We also have a really useful swimlane that is named ‘Someday’. We put all tasks that we will likely do one day under that block. This really helps us to set aside all unnecessary things so people could focus on the important tasks. As a rule, those someday tasks stay in that swimlane forever. ‘The right’ testers find many ‘right’ bugs and all of them go to developers. If you don’t check those bugs and leave them in the main queue of tasks then you will realize sooner or later that developers are working on some unimportant stuff. That’s why each team should have a person or better yet, a few people who understand which bugs are critical and which ones should go straight to Someday.

Sub-columns

You have a column named ‘Coding’ and right after it one that says ‘Testing’. When developers finish their task they drag it to ‘Testing’. It seems like testers sort of started working on a task already, but in fact, they are doing another one. And after all, you’ve already set a WIP limit for the number of tasks. Once developers move a task for testing, they disturb that limit for QA, now there are two tasks already. Alarm! Let’s say developers won’t drag their task to the ‘Testing’ column and will leave in the ‘Coding’ one. But how can they take next task if they have a WIP limit which they can’t break? In this case, sub-columns are the solution. For example, we make sub-column ‘In Progress’ and ‘Done’ for ‘Coding’ column. So when developers finish their tasks, they move them to ‘Done’ sub-column. When testers are free, they will take another new task from ‘Done’ sub-column of ‘Coding’ column to the ‘Testing’ column.

 

Sub columns in Hygger.io

Conclusion

In conclusion, I’d like to say that scrum is a flexible development methodology but Kanban is even more flexible. Everything has its own purpose. It’s better to use scrum at the beginning of product development as it’s easier to manage deadlines with scrum. Also, there’s a lot of communication in the team, they discuss all Backlog sprint before the start. They ask questions to tasks creators (UX designer, product managers, business analytics). The team estimates tasks together using planning poker. Scrum helps a team to understand a core of the product.
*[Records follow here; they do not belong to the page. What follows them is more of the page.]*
Issue #1076, opened 2026-05-16
A10: Python source lifter collides bind CIDs for x+y and x-y (substrate correctness violation)


TSavo:
**Title:** A10: Python source lifter preserves operator atoms in bind-IR entries

**Labels:** substrate-correctness, area:realize-side, follow-up, priority:p1

**Parent:** #1024 / #1068 Path B. **Surfaced by:** composition test census (origin/1073-composition-test-census, seam 4 discrimination test currently marked `#[should_panic]`). **Related:** A9 (#1075, federation type-erasure at hub), A11 (Python realize body-template coverage gap, possibly resolves the 2 UNNAMED-CONCEPT entries it produces).

---

## Problem

The composition test census surfaced a discrimination-test failure at seam 4 (Python relift Term → BindKit). The Python source lifter at `implementations/python/provekit-lift-python-source` produces bind-IR entries that drop the operator's identity. As a result, distinct operators on the same operands collide:

```
lift_python("def f(x, y): return x + y") -> bind_CID = X
lift_python("def f(x, y): return x - y") -> bind_CID = X    # SAME, should differ
```

The bind-IR's NamedTerm entries lack a structural atom for the operator. The lifter encodes the function's shape (params, return position, term tree skeleton) but omits the operator op-CID. Since the substrate's algebra distinguishes `concept:add` from `concept:sub`, the bind output should reflect that distinction structurally. It does not.

This is a mechanical fix in the Python source lifter. The producer-consumer pattern: the Python source lifter is a producer of `Term`, and BindKit is the consumer; A10 closes the integration gap that BindKit's discrimination output is collapsed because of an upstream omission.

## Already present on main

- `implementations/python/provekit-lift-python-source` (the Python source lifter package).
- The Python source lifter's bind-IR emission path (location varies by file; the lifter emits bind-IR entries via the `bind_lifter.py` module per the #1022 carrier work).
- The composition test census on `origin/1073-composition-test-census` (SHA 319ad456). Seam 4 discrimination test is `#[should_panic]`, will transition to clean pass when A10 lands.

But after you launch the product, that’s another story. You start receiving feedback from users and you need to react to it quickly. You start working with Hypothesis Action Data Insight (HADI) cycles as you need to check different theories since sometimes even a button color may affect those theories. You start measuring and optimizing product metrics. For example, Pirate Metrics AARRR (Acquisition, Activation, Retention, Revenue, Referral) and so on. Everything breaks your development cycle into smaller units and you start doing many small tasks in unpredictable order. Kanban is perfect for it.

Do you have your own experience with Kanban and Scrum? Feel free to add comments here.